→ Supplied records

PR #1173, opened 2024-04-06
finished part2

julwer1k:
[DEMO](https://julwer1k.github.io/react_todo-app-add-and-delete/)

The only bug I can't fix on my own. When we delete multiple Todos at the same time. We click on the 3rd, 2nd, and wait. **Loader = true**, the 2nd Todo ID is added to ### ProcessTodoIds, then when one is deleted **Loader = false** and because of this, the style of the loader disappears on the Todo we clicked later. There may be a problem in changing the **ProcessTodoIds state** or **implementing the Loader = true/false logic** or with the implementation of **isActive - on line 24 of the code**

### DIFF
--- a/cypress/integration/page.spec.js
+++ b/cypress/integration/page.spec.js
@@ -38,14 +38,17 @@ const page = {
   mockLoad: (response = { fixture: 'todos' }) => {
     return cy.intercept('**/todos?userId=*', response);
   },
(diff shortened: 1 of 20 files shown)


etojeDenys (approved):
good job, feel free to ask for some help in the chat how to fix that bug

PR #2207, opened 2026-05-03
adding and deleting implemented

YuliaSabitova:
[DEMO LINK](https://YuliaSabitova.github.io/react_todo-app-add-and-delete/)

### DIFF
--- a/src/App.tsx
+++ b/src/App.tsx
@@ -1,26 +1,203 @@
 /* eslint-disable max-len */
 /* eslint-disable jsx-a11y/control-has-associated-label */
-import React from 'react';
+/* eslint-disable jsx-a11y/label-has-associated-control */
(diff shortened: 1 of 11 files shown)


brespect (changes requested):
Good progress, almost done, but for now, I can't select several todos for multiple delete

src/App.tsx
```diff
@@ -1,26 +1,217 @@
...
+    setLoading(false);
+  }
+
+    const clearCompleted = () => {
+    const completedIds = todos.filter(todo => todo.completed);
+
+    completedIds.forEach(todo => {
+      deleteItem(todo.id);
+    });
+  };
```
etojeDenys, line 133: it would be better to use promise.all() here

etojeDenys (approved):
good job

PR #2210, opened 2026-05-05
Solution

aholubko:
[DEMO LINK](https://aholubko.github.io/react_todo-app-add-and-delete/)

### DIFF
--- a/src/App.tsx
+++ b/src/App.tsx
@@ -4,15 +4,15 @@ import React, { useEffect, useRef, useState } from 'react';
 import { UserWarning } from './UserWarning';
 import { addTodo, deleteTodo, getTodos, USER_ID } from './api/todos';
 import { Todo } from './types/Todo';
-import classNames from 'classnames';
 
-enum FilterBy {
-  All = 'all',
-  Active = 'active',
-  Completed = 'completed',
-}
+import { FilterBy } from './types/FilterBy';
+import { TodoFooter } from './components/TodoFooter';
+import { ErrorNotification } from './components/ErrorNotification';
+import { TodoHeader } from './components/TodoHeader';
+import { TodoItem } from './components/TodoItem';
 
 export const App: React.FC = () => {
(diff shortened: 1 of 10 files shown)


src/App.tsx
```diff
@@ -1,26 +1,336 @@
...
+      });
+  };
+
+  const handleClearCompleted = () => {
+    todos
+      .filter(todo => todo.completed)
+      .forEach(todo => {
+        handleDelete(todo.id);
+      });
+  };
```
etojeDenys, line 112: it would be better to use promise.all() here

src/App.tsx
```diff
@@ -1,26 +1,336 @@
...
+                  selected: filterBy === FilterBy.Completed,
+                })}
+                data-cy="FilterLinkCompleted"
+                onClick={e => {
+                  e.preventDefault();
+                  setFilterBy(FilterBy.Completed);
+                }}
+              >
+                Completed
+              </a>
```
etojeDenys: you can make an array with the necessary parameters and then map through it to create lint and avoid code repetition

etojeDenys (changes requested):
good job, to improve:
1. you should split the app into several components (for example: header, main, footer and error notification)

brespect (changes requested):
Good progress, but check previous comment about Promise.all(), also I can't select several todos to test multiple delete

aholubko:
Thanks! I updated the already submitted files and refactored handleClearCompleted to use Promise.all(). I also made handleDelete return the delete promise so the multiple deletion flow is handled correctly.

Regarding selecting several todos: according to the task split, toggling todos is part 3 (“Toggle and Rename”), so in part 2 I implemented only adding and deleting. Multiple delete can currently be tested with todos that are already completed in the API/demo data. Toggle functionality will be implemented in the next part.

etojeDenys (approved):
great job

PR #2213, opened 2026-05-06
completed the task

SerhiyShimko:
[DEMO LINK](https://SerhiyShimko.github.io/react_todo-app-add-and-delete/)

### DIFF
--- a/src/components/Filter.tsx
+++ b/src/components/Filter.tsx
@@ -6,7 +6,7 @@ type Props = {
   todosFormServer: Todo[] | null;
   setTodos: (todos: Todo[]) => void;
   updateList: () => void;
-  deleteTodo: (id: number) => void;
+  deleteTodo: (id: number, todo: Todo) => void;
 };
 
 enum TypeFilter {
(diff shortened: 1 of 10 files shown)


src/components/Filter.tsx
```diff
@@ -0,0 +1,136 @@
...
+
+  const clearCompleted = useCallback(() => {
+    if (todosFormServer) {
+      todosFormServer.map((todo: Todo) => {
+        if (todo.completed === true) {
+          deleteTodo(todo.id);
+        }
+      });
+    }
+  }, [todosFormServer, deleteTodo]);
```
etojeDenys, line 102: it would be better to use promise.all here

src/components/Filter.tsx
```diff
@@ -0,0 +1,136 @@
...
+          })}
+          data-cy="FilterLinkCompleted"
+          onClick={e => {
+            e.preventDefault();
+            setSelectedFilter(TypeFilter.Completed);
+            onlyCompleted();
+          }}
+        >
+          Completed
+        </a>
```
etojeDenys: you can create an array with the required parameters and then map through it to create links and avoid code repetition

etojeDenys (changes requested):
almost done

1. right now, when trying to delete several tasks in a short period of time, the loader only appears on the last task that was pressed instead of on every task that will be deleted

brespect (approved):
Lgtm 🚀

→ Instructions for the task
The result should be every line that contains "deleteTodo", copied from the entries.

→ Solution
 import { addTodo, deleteTodo, getTodos, USER_ID } from './api/todos';
-  deleteTodo: (id: number) => void;
+  deleteTodo: (id: number, todo: Todo) => void;
+          deleteTodo(todo.id);
+  }, [todosFormServer, deleteTodo]);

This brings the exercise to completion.